Section 13. Term of Agreement; Reinstatement. This Agreement and the security interests granted hereunder shall remain in full force and effect until the Secured Obligations (including all Letter of Credit Obligations) are fully satisfied, all Letters of Credit have terminated or expired, all obligations of the Issuing Bank and the Participants in respect of Letters of Credit have terminated or expired and the Commitments have terminated or expired (except for any Obligations designated under the Credit Agreement as surviving the payment of all other Obligations or any termination of the Credit Agreement). Further, this Agreement shall remain in full force and effect and continue to be effective should any petition be filed by or against any Grantor for liquidation or reorganization, should any Grantor become insolvent or make an assignment for the benefit of creditors or should a receiver or trustee be appointed for all or any significant part of any Grantor’s assets, and shall continue to be effective or be reinstated, as the case may be, if at any time payment and performance of the Secured Obligations, or any part thereof, is, pursuant to applicable law, rescinded or reduced in amount, or must otherwise be restored or returned by any obligee of the Secured Obligations, whether as a “voidable preference,” “fraudulent conveyance,” or otherwise, all as though such payment or performance had not been made. In the event that any payment, or any part thereof, is rescinded, reduced, restored or returned, the Secured Obligations shall be reinstated and deemed reduced only by such amount paid and not so rescinded, reduced, restored or returned.

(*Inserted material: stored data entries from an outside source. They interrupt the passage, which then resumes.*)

PR #413, opened 2026-04-09
Sheffield | 26-Jan-ITP | Martha Ogunbiyi | Sprint 1 | Object Destructuring

marthak1:
## Learners, PR Template

Self checklist

## Changelist

Sprint 1 Exercise - Object destructing complete

### DIFF
--- a/Sprint-1/destructuring/exercise-1/exercise.js
+++ b/Sprint-1/destructuring/exercise-1/exercise.js
@@ -3,10 +3,10 @@ const personOne = {
   age: 34,
   favouriteFood: "Spinach",
 };
-
+let {name, age, favouriteFood} = personOne
 // Update the parameter to this function to make it work.
 // Don't change anything else.
-function introduceYourself(___________________________) {
+function introduceYourself(aboutMe){
   console.log(
     `Hello, my name is ${name}. I am ${age} years old and my favourite food is ${favouriteFood}.`
   );
--- a/Sprint-1/destructuring/exercise-2/exercise.js
+++ b/Sprint-1/destructuring/exercise-2/exercise.js
@@ -70,10 +70,20 @@ let hogwarts = [
     occupation: "Teacher",
   },
 ];
-function gryffindors(hogwartsArray){
-  let houseOfGryffindor = hogwartsArray.filter( (item) => item.house === "Gryffindor");
-   houseOfGryffindor.forEach( ({firstName, lastName}) => {
-console.log(`${firstName} ${lastName}`);
-   })
+function gryffindors(hogwartsArray) {
+  let houseOfGryffindor = hogwartsArray.filter(
+    (item) => item.house === "Gryffindor"
+  );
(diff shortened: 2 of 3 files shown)


Sprint-1/destructuring/exercise-1/exercise.js
```diff
@@ -3,10 +3,10 @@ const personOne = {
   age: 34,
   favouriteFood: "Spinach",
 };
-
+let {name, age, favouriteFood} = personOne
```
Luro91, line 6: The instructions say to only change the parameter of the function and nothing else

Sprint-1/destructuring/exercise-2/exercise.js
```diff
@@ -70,3 +70,20 @@ let hogwarts = [
...
+  });
+}
+gryffindors(hogwarts);
+
+function teachersWithPets(hogwartsArray) {
+  let namesOfTeachers = hogwartsArray.filter((item) => item.pet !== null && item.occupation === "Teacher");
+  namesOfTeachers.forEach(({ firstName, lastName }) => {
+    console.log(`${firstName} ${lastName}`);
+  });
+}
```
Luro91: Combining filter and for each works correctly. 
Something to consider for bigger lists is performance. In that cases you could only loop through each list once and doing both operations inside one loop (checking the condition and logging)

Sprint-1/destructuring/exercise-3/exercise.js
```diff
@@ -6,3 +6,22 @@ let order = [
   { itemName: "Hot Coffee", quantity: 2, unitPricePence: 100 },
   { itemName: "Hash Brown", quantity: 4, unitPricePence: 40 },
 ];
+function orders(orderItems) {
+    const header = `${"QTY".padEnd(5)}${"ITEM".padEnd(20)}${"TOTAL (£)".padStart(10)}`;
+    console.log(header);
+  orderItems.forEach(({ quantity, itemName, unitPricePence }) => {
```
Luro91, line 14: The code formatting is not consistent. How could you ensure the code is formatted consistently automatically?

marthak1: Thanks for the feedback the code is now formatted with prettier

Sprint-1/destructuring/exercise-2/exercise.js
marthak1: Thanks for the suggestion. That makes sense—using filter and forEach results in iterating twice. I’ve updated the implementation to use a single loop, combining the condition check and logging to improve performance for larger datasets.

Sprint-1/destructuring/exercise-1/exercise.js
marthak1: Thanks for the feedback, this has now been updated to meet requirements.

Luro91: I still see `let {name, age, favouriteFood} = personOne` defined outside of the function

illicitonion:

Section 14. Notices. Except as otherwise provided herein, whenever it is provided herein that any notice, demand, request, consent, approval, declaration or other communication shall or may be given to or served upon any of the parties by any other party, or whenever any of the parties desires to give or serve upon any other party any other communication with respect to this Security Agreement, each such notice, demand, request, consent, approval, declaration or other communication shall be in writing and shall be delivered in the manner and to the addresses set forth in Section 10.02 of the Credit Agreement.
Section 15. Severability. Any provision of this Security Agreement which is prohibited or unenforceable in any jurisdiction shall, as to such jurisdiction, be ineffective to the extent of such prohibition or unenforceability without invalidating the remaining provisions hereof, and any such prohibition or unenforceability in any jurisdiction shall not invalidate or render unenforceable such provision in any other jurisdiction.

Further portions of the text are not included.